クールで素っ気ない彼女が今日も寝かせてくれない
くろい
1章
第1話4年目の彼女
冷房の効いた部屋のベッドに寝転んで、漫画を読んでいたときであった。
インターホンが鳴ったので玄関へ行きドアを開けると、ムワッとした外の熱気が部屋に流れ込んでくる。
それが不快で頬を引き攣らせながら、俺はやって来た人物に声を掛けた。
「あー、夏樹か……」
「私が来ちゃまずい?」
やや不機嫌そうな顔で俺の顔を見てくるのは
彼女との恋人生活はそろそろ4年くらいになる。
綺麗に整った顔立ちとスレンダーな体系。
そして、何よりもショートカット寄りなボブヘアーが非常に魅力的な子だ。
さて、夏樹が来たのが不味くて頬を引き攣らせていたんじゃなくて、熱気のせいだという弁解をしておかないとな……。
「玄関を開けたら暑くて嫌になっただけだ」
「そう? 私が来たのが面倒くさそうな顔をしたと思った」
「なわけないだろ。彼女が家にやって来たら嬉しいって」
「ふーん……」
「というか、いつまでも外にいないで上がってけよ」
俺は夏樹を部屋に招き入れる。
靴を脱いだ夏樹は部屋にある冷蔵庫を開けてお茶を飲みだした。
「勝手に飲むなよ」
「はいはい」
謝らない夏樹はそう言って、自分のカバンから新しいお茶のペットボトルを2本取り出して冷蔵庫へ仕舞った。
これで文句はないでしょ? 的な顔で。
まあ、確かに文句はないな。1本が2本に増えたのだから。
「で、今日はどうして来たんだ?」
「暇だから」
「じゃあ、どっか行くか?」
「ん~、どっちでも良いんじゃない?」
なぁなぁな返事をされてしまう。
実際のところ、俺も本気でお出掛けをしようと言ったわけじゃない。
暇な彼女がやってきたので、彼氏らしく言ってみただけで、本当はこんな暑い日に外になんて出たくない。
「なら、行かない方向で」
「うん」
夏樹は小さく返事をし、俺の部屋にあるベッドに寝転んでスマホを弄り出した。
わざわざ俺の部屋にやって来てまで、するようなことなのだろうか?
まあ、普通に気まぐれで恋人の部屋に行く……なんてことはあってもいいか。
勝手に疑問を抱き、勝手に解決した俺はさっきまで読んでいた漫画を再び手にして読むことにした。
そして、20分も経たないうちに漫画を読み終えた。
「ふぅ……」
漫画を読み終え、少し凝った背筋を伸ばした。
そして、俺は夏樹の方を見たら、彼女の引き締まった魅力的なお尻に視線が吸い込まれてしまう。

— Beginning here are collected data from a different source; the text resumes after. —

PR #638, opened 2015-04-28
Data science

schwerdt:
I changed the cohort class so that it only has the responsibility of building Cohort objects.  Now there is a DataParser class that is responsible for reading the data from the file and extracting the needed quantities.


data_science/ab_test.rb
```diff
@@ -0,0 +1,34 @@
+require 'abanalyzer'
+class ABtest
```
djkotowski: Class should be ABTest.

data_science/ab_test.rb
```diff
@@ -0,0 +1,34 @@
...
+  attr_reader :cohort_a
+  attr_reader :cohort_b
+  attr_reader :leader
+
+  def initialize(cohort_a, cohort_b)
+    @cohort_a = cohort_a
+    @cohort_b = cohort_b
+    @leader = find_leader
```
djkotowski: This could just be a method called `leader`.

data_science/ab_test.rb
```diff
@@ -0,0 +1,34 @@
...
+  end
+
+  def compute_leader_confidence_level
+    sample_data = {}
+    sample_data[@cohort_a.name] = { failures: compute_failures(@cohort_a),
```
djkotowski: You're repeating hash definitions here.  You could just use `[@cohort_a, @cohort_b].each_with_object` to construct `sample_data`.

data_science/ab_test.rb
```diff
@@ -0,0 +1,34 @@
...
+  private
+
+  def find_leader
+    return @cohort_a.name if @cohort_a.conversion_rate > @cohort_b.conversion_rate
+    return @cohort_b.name if @cohort_b.conversion_rate > @cohort_a.conversion_rate
+    return nil if @cohort_a.conversion_rate == @cohort_b.conversion_rate
+  end
+
+  def compute_failures(cohort)
+    cohort.sample_size - cohort.num_conversions
```
djkotowski: This belongs on `Cohort`.

data_science/cohort.rb
```diff
@@ -0,0 +1,26 @@
...
+  attr_reader :num_conversions
+  attr_reader :conversion_rate
+  attr_reader :std_dev
+
+  def initialize(name, sample_size, num_conversions)
+    @name = name
+    @sample_size = sample_size
+    @num_conversions = num_conversions
+    @conversion_rate = @num_conversions.to_f / @sample_size
+    @std_dev = compute_std_dev
```
djkotowski: This is redundant (@std_dev is set in `compute_std_dev`).  Just change `compute_std_dev` to `std_dev` and don't set instance variables.  No need to when the value is calculated.

data_science/cohort.rb
```diff
@@ -0,0 +1,26 @@
...
+  end
+
+  def compute_confidence_interval_95pct
```
djkotowski: Should just be `confidence_interval`.

data_science/data_parser.rb
```diff
@@ -0,0 +1,30 @@
...
+    find_cohorts_and_conversions(input_data)
+  end
+
+  private
+
+  def read_data(input_file)
+    JSON.parse(File.read(input_file))
+  end
+
+  def find_cohorts_and_conversions(input_data)
```
djkotowski: When you have the word "and" in your method, it's probably a sign that you're doing too much.

data_science/data_parser.rb
```diff
@@ -0,0 +1,30 @@
...
+    unique_cohorts = Hash.new(0)
```
djkotowski: Use `{}` instead of `Hash.new`.

data_science/data_parser.rb
```diff
@@ -0,0 +1,30 @@
...
+    unique_cohorts_conversions = Hash.new(0)
+    input_data.each do |data_point|
+      cohort_name = data_point["cohort"].to_sym
+      unique_cohorts[cohort_name] += 1
+      unique_cohorts_conversions[cohort_name] += data_point["result"].to_i
+    end
+    @unique_cohorts = unique_cohorts
```
djkotowski: Why set instance variables equal to the scope variable instead of just using instance variables the entire time?

djkotowski: Also, since you're not running a "unique" operation anywhere, why not just name the variable `cohorts`?

data_science/data_parser.rb
```diff
@@ -0,0 +1,30 @@
...
+    @unique_cohorts_conversions =  unique_cohorts_conversions
```
djkotowski: Ditto above on naming.

data_science/main.rb
```diff
@@ -0,0 +1,40 @@
+require 'json'
+require_relative './cohort.rb'
+require_relative './ab_test.rb'
+require_relative './data_parser.rb'
+
+def print_cohort_info(cohort)
+  interval = cohort.compute_confidence_interval_95pct
+  conversion_rate = cohort.conversion_rate * 100
+  printf("Cohort %s sample size: %d and conversions: %d \n", cohort.name,
+                              cohort.sample_size, cohort.num_conversions)
```
djkotowski: When possible, prefer interpolation to `printf`.

data_science/spec/cohort_spec.rb
```diff
@@ -0,0 +1,45 @@
...
+  end
+
+  it "returns the standard deviation for this cohort" do
+    expect(cohort.std_dev).to(eql(STD_DEV))
+  end
+
+  it "returns the 95% confidence level for this cohort" do
+    confidence_interval = []
+    confidence_interval.push(CONVERSION_RATE - CONFIDENCE_95PCT)
+    confidence_interval.push(CONVERSION_RATE + CONFIDENCE_95PCT)
```
djkotowski: You don't need to separate the array initialization from its value assignments.  This also belongs in a `let`.

```ruby
let(:expected_confidence_interval) do
  [CONVERSION_RATE - CONFIDENCE_95PCT,
   CONVERSION_RATE + CONFIDENCE_95PCT]
end
# ...
expect(cohort.confidence_interval).to eql(expected_confidence_interval)
```

data_science/spec/data_parser_spec.rb
```diff
@@ -0,0 +1,30 @@
...
+LIST_LENGTH = 2
+SAMPLE_SIZE = 72
+NUM_CONVERSIONS = 5
+COHORT_NAME = :A
+
+describe DataParser do
+  let(:parsed_data) { DataParser.new('smaller_data_set.json') }
+
+  describe("#new") do 
+    it "has 2 instance variables which are dictionaries" do
```
djkotowski: This is a very vague description and doesn't describe `#new`.

data_science/spec/data_parser_spec.rb
```diff
@@ -0,0 +1,30 @@
...
+     expect(parsed_data.unique_cohorts_conversions.keys.length).to(eql(LIST_LENGTH))
+   end
+
+  it "has an instance variable with key :A and  sample_size as the value" do 
+    expect(parsed_data.unique_cohorts[COHORT_NAME]).to(eql(SAMPLE_SIZE))
+  end
+
+  it "has an instance variable with key :A and num_conversions as the value" do 
+    expect(parsed_data.unique_cohorts_conversions[COHORT_NAME]).to(eql(NUM_CONVERSIONS))
+  end
```
djkotowski: Stating that a class has instance variables tells me nothing about the class.  Use `describe` to describe your methods with tests.

data_science/spec/cohort_spec.rb
```diff
@@ -0,0 +1,45 @@
...
+    end
+  end
+
+  describe("#num_conversions") do
+    it "returns the number of successes" do
+      expect(cohort.num_conversions).to(eql(NUM_CONVERSIONS))
+    end
+  end
+
+  it "returns the conversion rate for this cohort" do
```
djkotowski: This and the tests below look like they were meant to be wrapped in `describe` blocks.

data_science/spec/ab_test_spec.rb
```diff
@@ -0,0 +1,34 @@
...
+LEADING_COHORT_NAME = :B
+CONFIDENCE_IN_LEADER = 0.3640661012729629
+
+describe ABtest do
+let(:cohort_a) { Cohort.new(COHORT1_NAME, COHORT1_SAMPLE_SIZE, COHORT1_NUM_CONVERSIONS) }
+let(:cohort_b) { Cohort.new(COHORT2_NAME, COHORT2_SAMPLE_SIZE, COHORT2_NUM_CONVERSIONS) }
+let(:ab_test) { ABtest.new(cohort_a, cohort_b) }
+
+  describe("#new") do
+    it "has 2 instance variables, cohort_A, cohort_B of type Cohort" do
```
djkotowski: `#new` doesn't have 2 instance variables.  Also, as I discuss partially below, we don't care if a class has instance variables.  That detail is not a concern beyond the class.  Instead, you could say an ABTest has a pair of cohorts, or you could describe their readers in `describe` blocks.

djkotowski:
Good iteration.  Take a look at the comments, refactor and resubmit.

Regarding your tests, think of them as documentation for users of your code.  Treat your classes as black boxes.  The user using your class doesn't care about how it works, they just want to know how to use it.  What do the methods' classes accept as arguments?  What is the expected output?  What if input is invalid?

data_science/ab_test.rb
schwerdt: Do you mean that I should make the function called 'leader' and then remove the instance variable @leader?

data_science/cohort.rb
schwerdt: Same thing with @leader in the ABTest class?

data_science/data_parser.rb
schwerdt: I am finding the number of trials and number of conversions in this routine because then I only have to loop over the data once. 

Once I have the number of trials for each cohort, is there a cleaner ruby way to do this than looping again?

data_science/data_parser.rb
schwerdt: I want to initialize the value of each key to zero the first time the key appears.  I did this to avoid having to check whether a key is new or has been seen before for each piece of data.  Is that a bad idea?

data_science/ab_test.rb
djkotowski: Yes.

data_science/cohort.rb
djkotowski: Exactly.

data_science/data_parser.rb
djkotowski: This is a representation of the cohort views.  You could merge this and conversions by creating a structure like:

```ruby
{ A: { conversions: 10, views: 25 },
  B: { conversions: 5, views: 20 }}
```

or just using mapping directly to Cohorts.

さすが、運動が好きで週3でプール付きのフィットネスジムに通っているだけはある。
俺は静寂が支配する部屋の中、気が付けば夏樹の尻に手が伸びていた。
が、しかし、邪な俺の気配を察知したのだろう。
「……さわるな」
尻に伸びていた俺の手を夏樹は汚物かのようにパシッと払いのけてくる。
ちょっと悲しい気分になった。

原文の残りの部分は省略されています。